ECUs basically operate in three modes: closed loop, open loop and limp mode. Closed loop is where the ECU most often operates. Using the O2 sensor, the ECU continually receives a signal in the form of a voltage from the O2 sensor to determine the quality of the previous combustion event. It then uses Short Term Fuel Trim (STFT) to make the fuel mixture rich or lean for the next cycle. The ECU´s ideal is a 14.7:1 air/fuel ratio (AFR), which is the point where all fuel is completely burned and maximum fuel efficiency is achieved. Successive corrections to the STFT will cause the ECU to store the corrected value to the Long Term Fuel Trim, which becomes the standard value for the fuel map. This is basically how the ECU learns and compensates for its operating environment and the owner´s driving habits.
Open mode is normally used in wide open throttle (WOT) situations. When in this mode, the ECU uses barometric pressure, intake air temperature, coolant temperature and other inputs to calculate the mass of air entering the combustion chamber. Based on this calculation, the ECU injects the amount of fuel it deems appropriate to hit the target AFR. Open loop maps are designed to run richer, with AFR values of around 9.5:1. Compared to the closed loop AFR value (14.7:1), the richer mixture ensures that engine damaging knock is avoided.

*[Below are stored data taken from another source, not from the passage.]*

PR #1340, opened 2025-12-08
Add coverage automation

mdboom:
This is deploying to the GitHub Pages branch at: https://nvidia.github.io/cuda-python/coverage/

This generates a combined coverage report for all of the tests in this repo (cuda_pathfinder, cuda_bindings and cuda_core), which is probably the right thing for a monorepo like this.  We could, alternatively, create separate coverage reports for each of them.

All of these coverage tools are very sensitive to the `cwd`, which is why the GHA config looks a bit funny in that regard.  It seems like the solution is to install all of the packages, and then run the tests from the installation directory, which feels wrong, but I couldn't find any other combination (including path remapping, editable installs) that did the right thing to combine results from 3 test suites correctly and didn't cause the Cython coverage plugin to raise an exception.

The biggest shortcoming is that we only run in one platform and hardware config, so it would miss anything that is platform or config specific.  I think we can get to that, but it would involve some shuttling around of artifacts between different jobs and combining results from Linux and Windows is likely to be quite fiddly.  I think it's still worth merging this as-is with that known issue.

I envision this being set up as a nightly job (with a manual trigger as well).  It's pretty expensive, since you have to rebuild everything from source with a special Cython config and compiler flags, and then runtimes are also slower.  Therefore, I don't think it's suitable for per-PR CI.  There are nifty tools like coveralls or codecov.io that will do graphs with per-PR changes in coverage, but IME those are a bit noisy and full of false positives, even notwithstanding the slowness.

### DIFF
--- a/CONTRIBUTING.md
+++ b/CONTRIBUTING.md
@@ -207,6 +207,12 @@ flowchart TD
 - **Parallel execution**: Matrix builds across Python versions and platforms
 - **Component isolation**: Each component (core, bindings, pathfinder, python) can be built/released independently
 
+## Code coverage
+
+Code coverage reports are produced nightly and posted to [GitHub Pages](https://nvidia.github.io/cuda-python/coverage).
+
+Known limitations: Code coverage is only run on Linux x86_64 with an a100 GPU.  We plan to add more platform and GPU coverage in the future.
+
 ---
 
 <a>1</a>: The `cuda-python` meta package shares the same license and the contributing guidelines as those of `cuda-bindings`.


.github/workflows/coverage.yml
```diff
@@ -0,0 +1,138 @@
...
+#
+# SPDX-License-Identifier: Apache-2.0
+
+name: "CI: Coverage"
+
+on:
+  # TODO: Remove this -- this just makes it possible to test during review
+  pull_request:
+    branches:
+      - main
```
cryos: Our CI works a little differently, remove `pull_request`, add in under `branches`:

```
    - "pull-request/[0-9]+"
```

mdboom:
> The only thing that caught my eye was in the gh workflow yml it appears that we are requiring a node with a GPU. Do we need to run this coverage on a node that has a GPU attached or can it run on a lighter weight node and keep the GPU nodes available for other workloads?

We need to run on a GPU, otherwise most of the tests will be skipped, and the coverage information won't be meaningful.

We could do the /builds/ on commodity hardware, and pass those to GPU machines as artifacts.  We can do this when we add Windows support and coverage on a broader range of GPUs.  But for now that's the reason I'm choosing to do this nightly and on-demand rather than on every pull request -- in order to reduce usage of the GPU machines.

mdboom:
I'm removing the bit that makes this run on pull requests (included only for testing this PR) before merging.

PR #1347, opened 2025-12-09
Un-disable ruff E722 Do not use bare `except`

rwgk:
1. Remove `E722` from `[lint.per-file-ignores]` in ruff.toml
2. Fix one bare `except` error in test_cufile.py
3. It turns out the skip condition in cuda_bindings/examples/3_CUDA_Features/simpleCudaGraphs_test.py is not needed in our CI testing.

In the event of a serious failure, the limp home mode takes over running the engine. Using a minimum of sensors (as little as two), limp home mode is rev limited, with fixed ignition timing and rich fuel settings. The check engine light will be on and there will be a very noticeable loss in engine performance.
Modern engine management is not rocket science. Its just doing the same thing that carburetors and distributors used to do, but much better, with more reaction speed and precision. Because of electronics, a modern mid-size 4-cylinder can now achieve 250 horsepower, which was the output of 12-cylinder engines 30-40 years ago.